> Records provided
■ ■ ■

PR #534, opened 2025-11-05
ENG-1011 Create Function to Record Relation Triples in Roam

maparent:
https://linear.app/discourse-graphs/issue/ENG-1011/create-function-to-record-relation-triples-in-roam

## Summary by CodeRabbit

* **Chores**
  * Added utility functions to support internal system operations related to block and relation management.

### DIFF
--- a/apps/roam/src/utils/createReifiedBlock.ts
+++ b/apps/roam/src/utils/createReifiedBlock.ts
@@ -4,11 +4,15 @@ import getPageUidByPageTitle from "roamjs-components/queries/getPageUidByPageTit
 import setBlockProps from "./setBlockProps";
 import { getSetting } from "~/utils/extensionSettings";
 
-export const createReifiedBlock = async (
-  destinationBlockUid: string,
-  schemaUid: string,
-  parameterUids: Record<string, string>,
-): Promise<string> => {
+export const createReifiedBlock = async ({
+  destinationBlockUid,
+  schemaUid,
+  parameterUids,
+}: {
+  destinationBlockUid: string;
+  schemaUid: string;
+  parameterUids: Record<string, string>;
+}): Promise<string> => {
   // TODO/Question: Should we try to ensure uniqueness?
   const newUid = window.roamAlphaAPI.util.generateUID();
   await createBlock({
@@ -43,20 +47,24 @@ const getRelationPageUid = async (): Promise<string> => {
   return relationPageUid;
 };
 
-export const createReifiedRelation = async (
-  sourceUid: string,
-  relationBlockUid: string,
-  destinationUid: string,
-): Promise<string | undefined> => {
+export const createReifiedRelation = async ({
+  sourceUid,
+  relationBlockUid,
+  destinationUid,
+}: {
+  sourceUid: string;
+  relationBlockUid: string;
+  destinationUid: string;
+}): Promise<string | undefined> => {
   const authorized = getSetting("use-reified-relations");
   if (authorized) {
-    return await createReifiedBlock(
-      await getRelationPageUid(),
-      relationBlockUid,
-      {
+    return await createReifiedBlock({
+      destinationBlockUid: await getRelationPageUid(),
+      schemaUid: relationBlockUid,
+      parameterUids: {
         sourceUid,
         destinationUid,
       },
-    );
+    });
   }
 };
--- a/apps/roam/src/utils/createReifiedBlock.ts
+++ b/apps/roam/src/utils/createReifiedBlock.ts
@@ -4,56 +4,68 @@ import getPageUidByPageTitle from "roamjs-components/queries/getPageUidByPageTit
 import setBlockProps from "./setBlockProps";
 import { getSetting } from "~/utils/extensionSettings";
 
-export const queryForReifiedBlocks = async (
+const queryForReifiedBlocksUtil = async (
   parameterUids: Record<string, string>,
-  strict: boolean = true,
-): Promise<string | string[] | null> => {
-  // TODO: Check that the parameterUids keys correspond to the schema
+): Promise<[string, Record<string, string>][]> => {
   const paramsAsSeq = Object.entries(parameterUids);
   const query = `[:find ?u ?d
   :in $ ${paramsAsSeq.map(([k]) => "?" + k).join(" ")}
   :where [?s :block/uid ?u] [?s :block/props ?p] [(get ?p :discourse-graph) ?d]
   ${paramsAsSeq.map(([k]) => `[(get ?d :${k}) ?${k}]`).join(" ")} ]`;
-  const result = (await window.roamAlphaAPI.data.async.q(
+  return (await window.roamAlphaAPI.data.async.q(
     query,
     ...paramsAsSeq.map(([, v]) => v),
   )) as [string, Record<string, string>][];
-  if (strict) {
-    const resultF = result
-      .filter(([, params]) => Object.keys(params).length === paramsAsSeq.length)
-      .map(([uid]) => uid);
-    if (resultF.length > 0) return resultF[0];
-  } else {
-    return result.map(([uid]) => uid);
-  }
-  return null;
 };
 
-export const checkForReifiedBlock = async (
+export const queryForReifiedBlocks = async (
+  parameterUids: Record<string, string>,
+): Promise<string[]> => {
+  const results = await queryForReifiedBlocksUtil(parameterUids);
+  return results.map(([uid]) => uid);
+};
+
+export const strictQueryForReifiedBlocks = async (
   parameterUids: Record<string, string>,
 ): Promise<string | null> => {
-  const result = await queryForReifiedBlocks(parameterUids, true);
-  if (Array.isArray(result)) return result[0]; // this should never happen with strict
-  return result;
+  const result = await queryForReifiedBlocksUtil(parameterUids);
+  const numParams = Object.keys(parameterUids).length;
+  // post-filtering because cannot filter by number of keys in datascript
+  const resultF = result
+    .filter(([, params]) => Object.keys(params).length === numParams)
+    .map(([uid]) => uid);
+  if (resultF.length > 1) {
+    const paramsAsText = Object.entries(parameterUids)
+      .map(([k, v]) => `${k}: '${v}'`)
+      .join(", ");
+    console.warn(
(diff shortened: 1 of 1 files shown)


maparent:
@coderabbit review

apps/roam/src/utils/createReifiedBlock.ts
```diff
@@ -0,0 +1,63 @@
...
+const getRelationPageUid = async (): Promise<string> => {
+  if (relationPageUid === undefined) {
+    relationPageUid = getPageUidByPageTitle(RELATION_PAGE_TITLE);
+    console.log(relationPageUid);
+    if (relationPageUid === "") {
+      relationPageUid = await createPage({ title: RELATION_PAGE_TITLE });
+    }
+  }
+  return relationPageUid;
+};
```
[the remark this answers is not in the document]
maparent: it turns out this function is sync.
Thanks for picking up the log.

apps/roam/src/utils/createReifiedBlock.ts
```diff
@@ -0,0 +1,63 @@
...
+import setBlockProps from "./setBlockProps";
+import { getSetting } from "~/utils/extensionSettings";
+
+export const createReifiedBlock = async (
+  destinationBlockUid: string,
+  schemaUid: string,
+  parameterUids: Record<string, string>,
+): Promise<string> => {
+  // TODO/Question: Should we try to ensure uniqueness?
+  const newUid = window.roamAlphaAPI.util.generateUID();
```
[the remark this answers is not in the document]
maparent: none of this package will be activated without roamAlphaAPI, not a concern.
I think if there is an error in this code, I will let it percolate.
I was hesitant on TODO scope creep, but decided it's in scope.

maparent:
@coderabbit review last commit

maparent:
@coderabbit review last commit

maparent:
@coderabbit: setBlockProps does not need await. I am leaving the todo intentionally. Thanks for pushing me on api clarity.

mdroidian (changes requested):
Before doing a full review, could you please add the required loom video

> Done When
> Behavior is verified via a loom video by manually invoking the function and confirming correct output structure.

sid597:
A stub calling function would be helpful for review, maybe add it to `onChange` for the button `Reified Relation Triples` button?

sid597:
I spent some time on reviewing by adding the stub function, the function does creates the block and store the properties.  Then I went into rabbithole of what is going on and why, following threads of discussion and its all very interesting. 

image

sid597 (changes requested):
A video of expected input and output would be useful, not sure if I reproduced it right

maparent:
Here is the loom video as requested in the task. I thought those were only for UX PRs?
https://www.loom.com/share/2937c0cb53e042f48b9d874d9ca807d1

mdroidian:
> Here is the loom video as requested in the task. I thought those were only for UX PRs? 

Videos are required by default for UX PRs, but most PRs would benefit from including one as well. That said, if a task explicitly requests a video, the point is moot.

maparent:
Of course, just asking why the video was requested in this specific task.

mdroidian:
@maparent is this one ready for review now?  If so, please change the status from `Draft`.

apps/roam/src/utils/createReifiedBlock.ts
```diff
@@ -0,0 +1,118 @@
...
+  if (relationPageUid === undefined) {
+    relationPageUid = getPageUidByPageTitle(RELATION_PAGE_TITLE);
+    if (relationPageUid === "") {
+      relationPageUid = await createPage({ title: RELATION_PAGE_TITLE });
+    }
+  }
+  return relationPageUid;
+};
+
+export const createReifiedRelation = async ({
```
mdroidian: Why is this exported?

apps/roam/src/utils/createReifiedBlock.ts
```diff
@@ -0,0 +1,118 @@
...
+    );
+  }
+  return resultF.length > 0 ? resultF[0] : null;
+};
+
+export const createReifiedBlock = async ({
+  destinationBlockUid,
+  schemaUid,
+  parameterUids,
+  allowDuplicates = true,
```
mdroidian: What is a use case (based on the current task) for `allowDuplicates` true?

apps/roam/src/utils/createReifiedBlock.ts
```diff
@@ -0,0 +1,118 @@
...
+  const newUid = window.roamAlphaAPI.util.generateUID();
+  await createBlock({
+    node: {
+      text: newUid,
+      uid: newUid,
+    },
+    parentUid: destinationBlockUid,
+    order: "last",
+  });
+  setBlockProps(newUid, {
```
mdroidian: We should be able to set the props on createBlock

apps/roam/src/utils/createReifiedBlock.ts
```diff
@@ -0,0 +1,118 @@
...
+  :in $ ${paramsAsSeq.map(([k]) => "?" + k).join(" ")}
+  :where [?s :block/uid ?u] [?s :block/props ?p] [(get ?p :discourse-graph) ?d]
+  ${paramsAsSeq.map(([k]) => `[(get ?d :${k}) ?${k}]`).join(" ")} ]`;
+  return (await window.roamAlphaAPI.data.async.q(
+    query,
+    ...paramsAsSeq.map(([, v]) => v),
+  )) as [string, Record<string, string>][];
+};
+
+export const queryForReifiedBlocks = async (
```
mdroidian: Why is this exported?  What is the use case based on the existing task?

apps/roam/src/utils/createReifiedBlock.ts
```diff
@@ -0,0 +1,118 @@
...
+  parameterUids: Record<string, string>,
+): Promise<string[]> => {
+  const results = await queryForReifiedBlocksUtil(parameterUids);
+  return results.map(([uid]) => uid);
+};
+
+export const strictQueryForReifiedBlocks = async (
```
mdroidian: Why is this exported?  What is the use case based on the existing task?

apps/roam/src/utils/createReifiedBlock.ts
mdroidian: Actually, this isn't used anywhere currently, is it.  If it's not being used, let's remove it.

apps/roam/src/utils/createReifiedBlock.ts
```diff
@@ -0,0 +1,118 @@
...
+
+const queryForReifiedBlocksUtil = async (
+  parameterUids: Record<string, string>,
+): Promise<[string, Record<string, string>][]> => {
+  const paramsAsSeq = Object.entries(parameterUids);
+  const query = `[:find ?u ?d
+  :in $ ${paramsAsSeq.map(([k]) => "?" + k).join(" ")}
+  :where [?s :block/uid ?u] [?s :block/props ?p] [(get ?p :discourse-graph) ?d]
+  ${paramsAsSeq.map(([k]) => `[(get ?d :${k}) ?${k}]`).join(" ")} ]`;
+  return (await window.roamAlphaAPI.data.async.q(
```
mdroidian: should probably be `backend.q` to not lock UI

apps/roam/src/utils/createReifiedBlock.ts
```diff
@@ -0,0 +1,118 @@
...
+      .map(([k, v]) => `${k}: '${v}'`)
+      .join(", ");
+    console.warn(
+      `${resultF.length} results in strict query for {${paramsAsText}}`,
+    );
+  }
+  return resultF.length > 0 ? resultF[0] : null;
+};
+
+export const createReifiedBlock = async ({
```
mdroidian: Why is this exported?  When do you expect to use it?

apps/roam/src/utils/createReifiedBlock.ts
mdroidian: We should be able to set props in createBlock

apps/roam/src/utils/createReifiedBlock.ts
mdroidian: Actually, when would we need this strict query vs queryForReifiedBlocks?

apps/roam/src/utils/createReifiedBlock.ts
mdroidian: If there is no planned use case, please remove.

apps/roam/src/utils/createReifiedBlock.ts
mdroidian: If there is no planned use case, please remove.

mdroidian (approved):
Approved to not block, but quite a few things I am unclear on based on the task.

apps/roam/src/utils/createReifiedBlock.ts
maparent: Planned usecase is downstream, replacing with a comment for now.

apps/roam/src/utils/createReifiedBlock.ts
maparent: Leaving as comment for now.

apps/roam/src/utils/createReifiedBlock.ts
maparent: Right. On that note, it may be worth marking the backend as async in `roamjs-components`? I'll use the `Promise.resolve` workaround for now.

apps/roam/src/utils/createReifiedBlock.ts
maparent: Removing the export.

apps/roam/src/utils/createReifiedBlock.ts
maparent: ok

apps/roam/src/utils/createReifiedBlock.ts
maparent: Ok, simply porting this to backend took a while, because the query as written is refused by the backend. I have to add an extra layer of bindings, which has a performance impact. (~163ms, not huge but adds up in migration.)
I committed it, but I think it's fast enough when done in frontend that it would be better kept there.
More generally: I think we need to develop a policy of when a query should be sent to the backend or not. 
I don't think sending everything to the backend is the optimum point.

mdroidian (approved):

■ ■ ■

Nothing but a number belongs in the answer: the tally of lines in the data holding "find".

> Answer
2